WHAT YOU ARE ASKED TO DO
From the entries below, copy out all lines holding "shipit".

-- INFORMATION SUPPLIED follows --

PR #5127, opened 2020-05-31
Add beekeeper

Minecraftschurli:
# Changes proposed in this pull request:
- add Beekeeper colonist

- [x] mechanics (harvesting/breeding)
- [x] hut recipe
- [x] hut block model & texture
- [x] scepter texture
- [ ] translations
- [ ] schematics (beekeeper hut has no special requirement)

Please review

PR #5185, opened 2020-06-09
add a Tag based request

Minecraftschurli:
this PR adds a Tag based request as proposed by @Raycoms in #5127 

Review please

### DIFF
--- a/src/api/java/com/minecolonies/api/colony/requestsystem/requestable/Tag.java
+++ b/src/api/java/com/minecolonies/api/colony/requestsystem/requestable/Tag.java
@@ -24,6 +24,7 @@ public class Tag implements IDeliverable
     /**
      * The tag.
      */
+    @NotNull
     private final net.minecraft.tags.Tag<Item> theTag;
 
     /**
@@ -48,7 +49,7 @@ public class Tag implements IDeliverable
      * @param tag   the required containing tag.
      * @param count the count.
      */
-    public Tag(final net.minecraft.tags.Tag<Item> tag, final int count)
+    public Tag(@NotNull final net.minecraft.tags.Tag<Item> tag, final int count)
     {
         this(tag, count, count);
     }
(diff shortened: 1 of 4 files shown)


Raycoms:
:shipit: 

[Approved with PullApprove](https://pullapprove.com/ldtteam/minecolonies/pull-request/5185/?utm_source=github-pr&utm_medium=comment-badge&utm_campaign=ldtteam/minecolonies)

marchermans (changes requested):
This implementation is not correct. Please check the Stack requestables it already has logic for this. Or it had logic for oredic support. If this is not ported it has to be added again. If it was ported this pr is a duplicate and not required.

Raycoms:
Basically what he means. The "Stack" request should be able to handle this too. It has an oreDict flag. If not, then it can be added to the Stack request.

Minecraftschurli:
I think it would be better to remove the oredict flag from the stack request and replace it with a dedicated tag request because a stack request with oredict checks all tags the item is in not just the specified one which can cause problems. For example with bees which check the flowers tag for breeding, but if the flower that's used for the request is added to another tag all items in that would match the request which would not work for the bees.

marchermans:
The stack request represents a request for a single stack under the given conditions. As such it is the right class and requestables to add this logic to. If that means that you would need to change some of its logic so that you can only pass a tag ID into it and use that directly, then so be it.

Conincidentally this would reduce the complexity and the overall size of the pr to about 20% of what you have right now. Less to maintain and manage is always some thing to strave for.

Minecraftschurli:
That doesn't make sense to me. That would make the stack request more complicated. For me it seems simpler and easier to maintain to split out that functionality into another request (the tag request). Also it would be confusing if you create a stack request but with a tag and not with a stack. Furthermore it would make the nbt serialisation/deserialisation way more complicated to have that functionality in the stack request. 
You are right in that the pr would be smaller but at the cost of complexity being much higher.

Raycoms:
We discussed this internally. :shipit:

-- INFORMATION SUPPLIED concluded --

RESPONSE TO THE TASK
:shipit: 
We discussed this internally. :shipit:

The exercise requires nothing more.